Dataset entries:

Issue #24652, opened 2019-12-17
API has editable fields for fields that are not-editable for EKS clusters


izaac:
EKS edit, I can change the subnets and I see the changes applied from Rancher but if I inspect the AWS EKS web console I do not see the Subnets edited.

**What kind of request is this (question/bug/enhancement/feature request):**
Bug

**Steps to reproduce (least amount of steps as possible):**

Rancher version 2.4 master-head (12/17/2019) e8fbc0c

1. I create a cluster with a VPC which has **4 subnets**.
2. Cluster gets created.
3. I am able to edit the cluster and the VPC can be selected now.
4. After selecting the VPC, I **remove** one of the subnets.
5. After saving I see the subnet I unselected in the previous step is no longer listed in the UI.
6. Save the security group.
7. Finally save settings.

After all that I now edit the cluster again and I see the cluster Rancher is listing **3 subnets**. But in AWS EKS web console I see the **original 4 subnets** from step 1. So this not seems to be applying the settings in the EKS cluster.

**Result:**

Changes made in the EKS cluster from Rancher are actually applied in the EKS cluster.

**Other details that may be helpful:**

https://github.com/rancher/rancher/issues/23879

**Environment information**
- Rancher version: `2.4 master-head (12/17/2019)` e8fbc0c
- Installation option (single install/HA): Single

**Cluster information**
- Cluster type (Hosted/Infrastructure Provider/Custom/Imported): EKS 
- Machine type (cloud/VM/metal) and specifications (CPU/memory):  cloud
- Kubernetes version (use `kubectl version`):

```
1.14 (AWS)
```

daxmc99:
This is part of a larger issue with EKS in general. The current way we provision EKS clusters uses cloud formation and doesn't always clean up nicely. 

Per https://github.com/rancher/rancher/issues/23879#issuecomment-566785911
>
>The backend should change the schemas to not be updatable if they are not available to >update.

This is my planned course of action with this issue. These fields will no longer be editable on the backend

deniseschannon:
Overall, the issue is that the schema makes it seem like you can edit fields that you can't. 

We've updated the UI in 2.4 to make these fields read only, but since the subnet is being saved as `null` and being returned from AWS as `null`, there is a UI fix to just send an empty array instead of properly fixing the backend. 

When we fix the API schema to make these fields not editable we should also investigate why the API is returning a null value for when an empty array is sent. Also the field is non-nullable, which makes it extra weird.

[...]

PR #26640, opened 2020-04-15
Add EKS specific subnet validation

daxmc99:
Previously, subnets were editable on EKS clusters which does not represent the architecture of
Kontainer Driver which does not allow for editing of subnets after the cluster has been provisioned.

This was done as a validator due to the difficulty of adding additional fields to the kontainer
engine type since this requires regenerating the protobuff files for Kontainer Driver.

Addresses https://github.com/rancher/rancher/issues/24652

### DIFF
--- a/pkg/api/customization/cluster/validator.go
+++ b/pkg/api/customization/cluster/validator.go
@@ -3,9 +3,11 @@ package cluster
 import (
 	"fmt"
 	"net/http"
+	"reflect"
 	"strings"
 	"time"
 
+	"github.com/rancher/kontainer-engine/service"
 	"github.com/rancher/norman/api/access"
 	"github.com/rancher/norman/httperror"
 	"github.com/rancher/norman/types"
@@ -54,6 +56,10 @@ func (v *Validator) Validator(request *types.APIContext, schema *types.Schema, d
 	}
 
 	if err := v.validateScheduledClusterScan(&spec); err != nil {
+		return err
+	}
+
+	if err := v.validateGenericEngineConfig(request, &spec); err != nil {
 		return err
 	}
 	return nil
@@ -268,5 +274,49 @@ func (v *Validator) accessTemplate(request *types.APIContext, spec *mgmtclient.C
 		return err
 	}
 
+	return nil
+}
+
+// validateGenericEngineConfig allows for additional validation of clusters that depend on Kontainer Engine or Rancher Machine driver
+func (v *Validator) validateGenericEngineConfig(request *types.APIContext, spec *v3.ClusterSpec) error {
+
+	if request.Method == http.MethodPost {
+		return nil
+	}
+
+	if spec.AmazonElasticContainerServiceConfig != nil {
+		// compare with current cluster
+		clusterName := request.ID
+		prevCluster, err := v.ClusterLister.Get("", clusterName)
+		if err != nil {
+			return httperror.WrapAPIError(err, httperror.InvalidBodyContent, err.Error())
+		}
+
+		err = validateEKS(*prevCluster.Spec.GenericEngineConfig, *spec.AmazonElasticContainerServiceConfig)
+		if err != nil {
+			return err
+		}
+	}
+
+	return nil
+
+}
+
+func validateEKS(prevCluster, newCluster map[string]interface{}) error {
+	// check config is for EKS clusters
+	if driver, ok := prevCluster["driverName"]; ok {
+		if driver != service.AmazonElasticContainerServiceDriverName {
+			return nil
+		}
+	}
+
+	// don't allow for updating subnets
+	if prev, ok := prevCluster["subnets"]; ok {
+		if new, ok := newCluster["subnets"]; ok {
+			if !reflect.DeepEqual(prev, new) {
+				return httperror.NewAPIError(httperror.InvalidBodyContent, "cannot modify EKS subnets after creation")
+			}
+		}
+	}
 	return nil
 }
--- a/tests/integration/suite/test_cluster_defaults.py
+++ b/tests/integration/suite/test_cluster_defaults.py
@@ -55,6 +55,51 @@ def test_generic_initial_conditions(admin_mc, remove_resource):
     assert 'exportYaml' not in cluster.actions
 
 
+def test_eks_cluster_immutable_subnets(admin_mc, remove_resource):
+    cluster = admin_mc.client.create_cluster(
+        name=random_str(), amazonElasticContainerServiceConfig={
+            "accessKey": "asdfsd",
+            "secretKey": "verySecretKey",
+            "subnets": [
+                "subnet-045bfaeca7d3f1cb3",
+                "subnet-02388a166136f98c4"
+            ]})
+    remove_resource(cluster)
+
+    # try to edit cluster subnets
+    with pytest.raises(ApiError) as e:
+        admin_mc.client.update_by_id_cluster(
+            id=cluster.id,
+            amazonElasticContainerServiceConfig={
+                 "accessKey": "asdfsd",
+                 "secretKey": "verySecretKey",
+                 "subnets": [
+                     "subnet-045bfaeca7d3f1cb3"
+                 ]})
+
+    assert e.value.error.status == 422
+    assert e.value.error.message == 'cannot modify EKS subnets after creation'
+
+    # tests updates still work
+    new = admin_mc.client.update_by_id_cluster(
+       id=cluster.id,
+       name=cluster.name,
+       description="update",
+       amazonElasticContainerServiceConfig={
+           # required field when updating KE clusters
+           "driverName": "amazonelasticcontainerservice",
+           "accessKey": "asdfsd",
+           "secretKey": "verySecretKey",
+           "subnets": [
+               "subnet-045bfaeca7d3f1cb3",
+               "subnet-02388a166136f98c4"
+           ]})
+
+    assert new.id == cluster.id
+    assert not hasattr(cluster, "description")
+    assert hasattr(new, "description")
+
+
 def test_rke_initial_conditions(admin_mc, remove_resource):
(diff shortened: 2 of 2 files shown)


pkg/api/customization/cluster/validator.go
```diff
@@ -270,3 +276,79 @@ func (v *Validator) accessTemplate(request *types.APIContext, spec *mgmtclient.C
...
+// validateGenericEngineConfig allows for additional validation of clusters that depend on Kontainer Engine or Rancher Machine driver
+func (v *Validator) validateGenericEngineConfig(request *types.APIContext, spec *v3.ClusterSpec) error {
+
+	if request.Method == http.MethodPost {
+		return nil
+	}
+
+	clusterName := request.ID
+	fmt.Printf("%v", time.Now())
+	fmt.Printf("%v", spec.AmazonElasticContainerServiceConfig)
```
rmweir, line 289: Should remove these prints

pkg/api/customization/cluster/validator.go
```diff
@@ -270,3 +276,79 @@ func (v *Validator) accessTemplate(request *types.APIContext, spec *mgmtclient.C
...
+
+	// eks specific logic
+	prevCluster, err := v.ClusterLister.Get("", clusterName)
+	if err != nil {
+		if errors.IsNotFound(err) { //nothing to do, cluster is being created
```
rmweir, line 294: How would the cluster not exist?

pkg/api/customization/cluster/validator.go
```diff
@@ -270,3 +276,79 @@ func (v *Validator) accessTemplate(request *types.APIContext, spec *mgmtclient.C
...
+			if !ok {
+				return fmt.Errorf("unable to convert subnets to interace slice")
+			}
+			newSlice, ok := new.([]interface{})
+			if !ok {
+				return fmt.Errorf("unable to convert subnets to interface slice")
+			}
+
+			if !testEq(prevSlice, newSlice) {
+				return fmt.Errorf("cannot modify EKS subnets after creation")
```
rmweir, line 331: validators should return API errors with code, these would probably be "invalid body content"

rmweir: also, this is probably better but should note that if we were using norman tags (ik they can't be for this) I believe the fields would just be dropped and the update would go through

pkg/api/customization/cluster/validator.go
```diff
@@ -270,3 +276,79 @@ func (v *Validator) accessTemplate(request *types.APIContext, spec *mgmtclient.C
...
+			}
+		}
+	}
+	return nil
+}
+
+func testEq(a, b []interface{}) bool {
```
rmweir, line 338: nit: would the subnets ever be out of order? could use a map

daxmc99: It’s also a string slice at the EKS level. I believe if a update ever got through it would stay in an endless update loop between the actual cluster and the proposed one. Subnets should be considered immutable after provisioning.

pkg/api/customization/cluster/validator.go
daxmc99: Or first request to create the cluster

rmweir: Wouldn't that be a Post then?

daxmc99: Dropped this err check

pkg/api/customization/cluster/validator.go
```diff
@@ -270,3 +275,72 @@ func (v *Validator) accessTemplate(request *types.APIContext, spec *mgmtclient.C
...
+			return nil
+		}
+	}
+
+	// don't allow for updating subnets
+	if prev, ok := prevCluster["subnets"]; ok {
+		if new, ok := newCluster["subnets"]; ok {
+			prevSlice, ok := prev.([]interface{})
+			if !ok {
+				return httperror.NewAPIError(httperror.InvalidBodyContent, "unable to convert subnets to interace slice")
```
cbron, line 315:
```suggestion
				return httperror.NewAPIError(httperror.InvalidBodyContent, "unable to convert subnets to interface slice")
```

cbron: This is a weird case too, that those subnets exist but can't be typecast ? I almost wonder if we should just return nil here, because its not what we expected.

daxmc99:
> LGTM, Is it possible to add integration test for this case? @daxmc99 

Hmm, this somewhat depends on if we have a test that creates an EKS cluster. Would a go test work here?

pkg/api/customization/cluster/validator.go
daxmc99: I think this provides a useful case for clients and api users. Although I do find it hard to imagine a malformed request will make it this far, since it has to have passed the object conversion steps.

cbron: In this case it's not the request thats malformed though, its the original cluster. Trying to catch the case where perhaps there is some old cluster out there that never got this type set on it or something.

prachidamle:
> > LGTM, Is it possible to add integration test for this case? @daxmc99
> 
> Hmm, this somewhat depends on if we have a test that creates an EKS cluster. Would a go test work here?

@daxmc99 It need not be a functional EKS cluster; as long as it is in provisioning state we could test that the subnet data cannot be changed? Create an EKS cluster as in here with some subnet data and try to edit that? https://github.com/rancher/rancher/blob/master/tests/integration/suite/test_cluster_defaults.py#L40-L43

tests/integration/suite/test_cluster_defaults.py
```diff
@@ -55,6 +55,32 @@ def test_generic_initial_conditions(admin_mc, remove_resource):
     assert 'exportYaml' not in cluster.actions
 
 
+def test_eks_cluster_immutable_subnets(admin_mc, remove_resource):
```
rmweir, line 58: should add test case where update has same subnets

pkg/api/customization/cluster/validator.go
dramich: Two parts here.
1. The error is not a useful error to a user. If I got that error what would I do with it? At some point that value was put into an AWS config, which means it was valid and even if it's empty it would get the zero value for the field, an empty array. 
2. I don't think we should block the update if Rancher did something bad in the past with this field.

pkg/api/customization/cluster/validator.go
```diff
@@ -270,3 +275,72 @@ func (v *Validator) accessTemplate(request *types.APIContext, spec *mgmtclient.C
...
+			}
+			newSlice, ok := new.([]interface{})
+			if !ok {
+				return httperror.NewAPIError(httperror.InvalidBodyContent, "unable to convert subnets to interace slice")
```
dramich, line 319: Same comment as above. Has it been tested that we can shove through something that would actually hit this error? The test cases below don't test that.

pkg/api/customization/cluster/validator.go
```diff
@@ -270,3 +275,72 @@ func (v *Validator) accessTemplate(request *types.APIContext, spec *mgmtclient.C
...
+
+			if !testEq(prevSlice, newSlice) {
+				return httperror.NewAPIError(httperror.InvalidBodyContent, "cannot modify EKS subnets after creation")
+			}
+		}
+	}
+	return nil
+}
+
+func testEq(a, b []interface{}) bool {
```
dramich, line 330: Why are we rewriting `DeepEqual`?

pkg/api/customization/cluster/validator.go
```diff
@@ -270,3 +275,72 @@ func (v *Validator) accessTemplate(request *types.APIContext, spec *mgmtclient.C
...
+
+// validateGenericEngineConfig allows for additional validation of clusters that depend on Kontainer Engine or Rancher Machine driver
+func (v *Validator) validateGenericEngineConfig(request *types.APIContext, spec *v3.ClusterSpec) error {
+
+	if request.Method == http.MethodPost {
+		return nil
+	}
+
+	clusterName := request.ID
+	prevCluster, err := v.ClusterLister.Get("", clusterName)
```
dramich, line 287: This should move after the check for the `AmazonElasticContainerServiceConfig`. No reason to error here if this is the wrong driver anyways.

dramich:
Why are we not doing this in KE where we just added other comparison logic? https://github.com/rancher/kontainer-engine/blob/release/v2.4/drivers/eks/eks_driver.go#L978

daxmc99:
This change really is to make the API more inline with what the UI is doing by setting these values to read-only. We really don't want to ever update the subnet, even if it isn't applied

pkg/api/customization/cluster/validator.go
daxmc99: Avoids the use of reflection when we know the type

pkg/api/customization/cluster/validator.go
daxmc99: I think it is unlikely this will occur but I would prefer to catch it instead of letting it panic. Returning no error might allow a potentially badly form request to get further through the api

pkg/api/customization/cluster/validator.go
daxmc99: moved

pkg/api/customization/cluster/validator.go
cbron: Was there an outcome to this ?

daxmc99: I think we decided on not catching errors here and just returning nil

pkg/api/customization/cluster/validator.go
daxmc99: Switched to use `reflect.DeepEqual`

pkg/api/customization/cluster/validator.go
daxmc99: Dropped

Goal of the exercise: All lines above from the one with "available to >update." to the one with "Overall, the issue", inclusive, should be copied exactly, and no other lines.

Result:
>The backend should change the schemas to not be updatable if they are not available to >update.

This is my planned course of action with this issue. These fields will no longer be editable on the backend

deniseschannon:
Overall, the issue is that the schema makes it seem like you can edit fields that you can't. 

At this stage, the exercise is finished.